Density Matrix Description of NMR BCMB/CHEM 8190 Densy Marx Descrpon of NMR BCMBCHEM 89 Operaors n Marx Noaon Alernae approach o second order specra: ask abou x magnezaon nsead of energes and ranson probables. If we say wh one bass se, properes vary

More information

CH.3. COMPATIBILITY EQUATIONS. Continuum Mechanics Course (MMC) - ETSECCPB - UPC

CH.3. COMPATIBILITY EQUATIONS. Continuum Mechanics Course (MMC) - ETSECCPB - UPC CH.3. COMPATIBILITY EQUATIONS Connuum Mechancs Course (MMC) - ETSECCPB - UPC Overvew Compably Condons Compably Equaons of a Poenal Vecor Feld Compably Condons for Infnesmal Srans Inegraon of he Infnesmal

More information

Dynamic Team Decision Theory. EECS 558 Project Shrutivandana Sharma and David Shuman December 10, 2005

Dynamic Team Decision Theory. EECS 558 Project Shrutivandana Sharma and David Shuman December 10, 2005 Dynamc Team Decson Theory EECS 558 Proec Shruvandana Sharma and Davd Shuman December 0, 005 Oulne Inroducon o Team Decson Theory Decomposon of he Dynamc Team Decson Problem Equvalence of Sac and Dynamc

More information

[ ] 2. [ ]3 + (Δx i + Δx i 1 ) / 2. Δx i-1 Δx i Δx i+1. TPG4160 Reservoir Simulation 2018 Lecture note 3. page 1 of 5

[ ] 2. [ ]3 + (Δx i + Δx i 1 ) / 2. Δx i-1 Δx i Δx i+1. TPG4160 Reservoir Simulation 2018 Lecture note 3. page 1 of 5 TPG460 Reservor Smulaon 08 page of 5 DISCRETIZATIO OF THE FOW EQUATIOS As we already have seen, fne dfference appromaons of he paral dervaves appearng n he flow equaons may be obaned from Taylor seres

More information

John Geweke a and Gianni Amisano b a Departments of Economics and Statistics, University of Iowa, USA b European Central Bank, Frankfurt, Germany

John Geweke a and Gianni Amisano b a Departments of Economics and Statistics, University of Iowa, USA b European Central Bank, Frankfurt, Germany Herarchcal Markov Normal Mxure models wh Applcaons o Fnancal Asse Reurns Appendx: Proofs of Theorems and Condonal Poseror Dsrbuons John Geweke a and Gann Amsano b a Deparmens of Economcs and Sascs, Unversy

More information

Relative controllability of nonlinear systems with delays in control

Relative controllability of nonlinear systems with delays in control Relave conrollably o nonlnear sysems wh delays n conrol Jerzy Klamka Insue o Conrol Engneerng, Slesan Techncal Unversy, 44- Glwce, Poland. phone/ax : 48 32 37227, {jklamka}@a.polsl.glwce.pl Keywor: Conrollably.

More information

First-order piecewise-linear dynamic circuits

First-order piecewise-linear dynamic circuits Frs-order pecewse-lnear dynamc crcus.
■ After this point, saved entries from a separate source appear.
PR #199, opened 2026-05-11
fix(registry): emit JSON Schema type for ZodDefault fields

filip131311:
## Summary

`zodTypeToJsonSchema` in `packages/registry/src/zod-to-json-schema.ts` did not handle `z.ZodDefault`. Any tool input field declared as `z.X().default(...)` fell through to `{}`, dropping the type. Downstream, the MCP harness sent values for those fields as strings, and the tool-server's strict Zod validators rejected them with `Expected number, received string` / `Expected boolean, received string`.

Also fixes a related issue in the same file: `isOptional` returned `false` for `ZodDefault`, so defaulted fields were pushed into `required` even though the caller doesn't have to provide them.

Tools that misbehave in practice today because of this and start working after this fix:
- `stop-metro` — `port`
- `react-profiler-start` — `port`, `force`, `sample_interval_us`
- `debugger-component-tree` — `onScreenOnly`, `includeSkipped`

(Reproduced against the published `argent 0.6.1` MCP server while profiling an Expo app — the `argent run <tool> --args '<json>'` CLI path is unaffected because it doesn't go through the published JSON Schema.)

## Changes

- `packages/registry/src/zod-to-json-schema.ts`: handle `ZodDefault` (recurse into `_def.innerType`, attach `default: defaultValue()`); treat `ZodDefault` as optional.
- `packages/registry/tests/zod-to-json-schema.test.ts`: new file. Covers `z.number()`, `z.boolean()`, `z.string().optional()`, `z.number().default(...)`, `z.boolean().default(...)`, `z.coerce.number().int().positive().default(...)`, and a mixed-object happy path.

## Test plan

- [x] `npx vitest run` in `packages/registry` — 64 passed, 0 failed (4 files; the new test file contributes 7 cases).
- [ ] Reviewer sanity check: load the rebuilt MCP server and confirm a tool with a `.default(...)` numeric/boolean field now publishes the correct \`type\` in its input schema.

### DIFF
--- a/packages/registry/src/zod-to-json-schema.ts
+++ b/packages/registry/src/zod-to-json-schema.ts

Fndng he soluon We wll sudy rs-order dynamc crcus composed o a nonlnear resse one-por, ermnaed eher by a lnear capacor or a lnear nducor (see Fg.. Nonlnear resse one-por

More information

Localization & Mapping

Localization & Mapping Auonomous Moble Robos, Chaer 5 CSE360/460-00 Inroducon o Moble Robocs Localaon & Mang Dearmen of Comuer Scence & Engneerng P.C. Rossn College of Engneerng and Aled Scence R. Segwar, I. Nourbahsh CSE360/460

More information

Machine Learning Linear Regression

Machine Learning Linear Regression Machne Learnng Lnear Regresson Lesson 3 Lnear Regresson Bascs of Regresson Leas Squares esmaon Polynomal Regresson Bass funcons Regresson model Regularzed Regresson Sascal Regresson Mamum Lkelhood (ML)

More information

Area Minimization of Power Distribution Network Using Efficient Nonlinear. Programming Techniques *

Area Minimization of Power Distribution Network Using Efficient Nonlinear. Programming Techniques * Area Mnmzaon of Power Dsrbuon Newor Usn Effcen Nonlnear Prorammn Technques * Xaoha Wu 1, Xanlon Hon 1, Yc Ca 1, C.K.Chen, Jun Gu 3 and Wayne Da 4 1 De. Of Comuer Scence and Technoloy, Tsnhua Unversy, Bejn,

More information

CHAPTER 5: MULTIVARIATE METHODS

CHAPTER 5: MULTIVARIATE METHODS CHAPER 5: MULIVARIAE MEHODS Mulvarae Daa 3 Mulple measuremens (sensors) npus/feaures/arbues: -varae N nsances/observaons/eamples Each row s an eample Each column represens a feaure X a b correspons o he

More information

グラフィカルモデルによる推論 確率伝搬法 (2) Kenji Fukumizu The Institute of Statistical Mathematics 計算推論科学概論 II (2010 年度, 後期 )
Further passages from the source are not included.